Find our more here: http://www.malware-analyzer.com/#!trainace/c14kd
SANS, along with Lenny Zeltser, has created a Linux based virtual image known as REMnux that is delivered with the course materials. This image contains a huge battery of reverse engineering and forensics tools used throughout the course. Many of the tools will be used in hands-on practice and exercises. The course is delivered in 5 modules:
Module 1: Basic Analysis Fundamentals
Module 2: Malware Analysis
More Behavioral analysis
Module 3: Code Analysis
In-depth look at x86 Assembly
Basic memory forensics with API hooking & DLL Injection Techniques
Module 4: Malware Obfuscation
Dealing with Packed executables
Working with encrypted/obfuscated code
Module 5: Memory Forensics & Advanced Document Analysis
Working with Shellcode
Advanced analysis of Microsoft and Adobe documents
Recently, SANS has released a new addition to the GREM course that revolves around a real-world like challenge to put the learned reverse engineering skills to practice. The students will need to put every aspect of the GREM course to practice. The successful challenger will be awarded the “SANS Digital Forensics Lethal Forensicator coin”.
The GIAC Reverse Engineering Malware (GREM) certification is one of the most recognized of the aforementioned certifications as it pertains to malware analysis and reverse engineering. Researching this certification, roughly 200 jobs were identified with salaries ranging from $50,000 to $140,000. This wide range reflects locality and experience. The higher paying positions are located in major hubs of cyber activity such as Washington D.C. or Silicon Valley, CA. The median salary for jobs requesting this security certificate is approximately $80,000.
Find out more here: http://www.malware-analyzer.com/certification/sans-giac-reverse-engineering-malware/
Although there are many different courses available to learn the ins and outs of malware analysis or reverse engineering, each course offers a unique approach and their own perspective to malware.
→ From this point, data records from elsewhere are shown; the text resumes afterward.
PR #30807, opened 2023-10-30
refactor: Move functions out of `livechat.js`

KevLehman:
## Further comments

There's just one PR more apart from this one

Some types were changed to match the actual parameters that were being sent. Those types were created when almost everything was on JS so we expected them to have some smol issues


MarcosSpessatto (dismissed):

MarcosSpessatto (approved):

apps/meteor/app/livechat/server/lib/LivechatTyped.ts
```diff
@@ -1542,6 +1567,224 @@ class LivechatClass {
...
+
+		if (guestData?.name?.trim().length) {
+			const { _id: rid } = roomData;
+			const { name } = guestData;
+			return (
+				(await Rooms.setFnameById(rid, name)) &&
+				(await LivechatInquiry.setNameByRoomId(rid, name)) &&
+				// This one needs to be the last since the agent may not have the subscription
+				// when the conversation is in the queue, then the result will be 0(zero)
+				Subscriptions.updateDisplayNameByRoomId(rid, name)
```
sampaiodiego, line 1784: this also returns a `Promise`, no need to `await`? what is supposed to be returned here? `true` if all actions succeed?

sampaiodiego (changes requested):

apps/meteor/app/livechat/server/lib/LivechatTyped.ts
KevLehman: IIRC, we don't care about the return value for this call, as long as it doesn't fail. 👀

sampaiodiego: so does it makes sense to call 3 actions one by one and return a boolean? like

```ts
await Rooms.setFnameById(rid, name);
await LivechatInquiry.setNameByRoomId(rid, name);

// This one needs to be the last since the agent may not have the subscription
// when the conversation is in the queue, then the result will be 0(zero)
await Subscriptions.updateDisplayNameByRoomId(rid, name);

return true;
```
they could even all be in a `Promise.all` right?

KevLehman: Think we can move the first 2 to a promise.all, and leave the last one out, as the idea of it was to have it always as the last step :eyes:

That would work.

KevLehman: Actually, the promise.all worked equally well so, changed

sampaiodiego: great! I saw the comment but didn't actually got it why, since the commands were not really related, unless there was another side effect somewhere else.. well, good that you tested it =)

sampaiodiego (approved):

apps/meteor/app/livechat/server/lib/LivechatTyped.ts
KevLehman: Think this has been like this for a while, since fibers. Apparently, it was like a "sequential" chain that should return true if everything worked, and the last action was left "at last" since it may return 0, so it wont work with the `&&` that were using there. Then, this was moved to the "no fibers" world in the same fashion lol

murtaza98 (approved):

Ultimately, you need to decide which one will help to further your skills in the desired career field. For instance, EC-Councils CHFI will help you to conduct forensics in not just software applications, but also hardware. Thus, CHFI enables a wider range of available jobs in media forensics and software reverse engineering. Whereas the SANS GREM course offers a very deep understanding of the x86 Assembly language and memory forensics to fill the role of extremely technically proficient software reverse engineer. Although more specialized, GREM will allow you to achieve a more senior level position and garner a higher salary for your expertise. All of these courses will enhance your career and bring a new level of understanding into malware and APTs.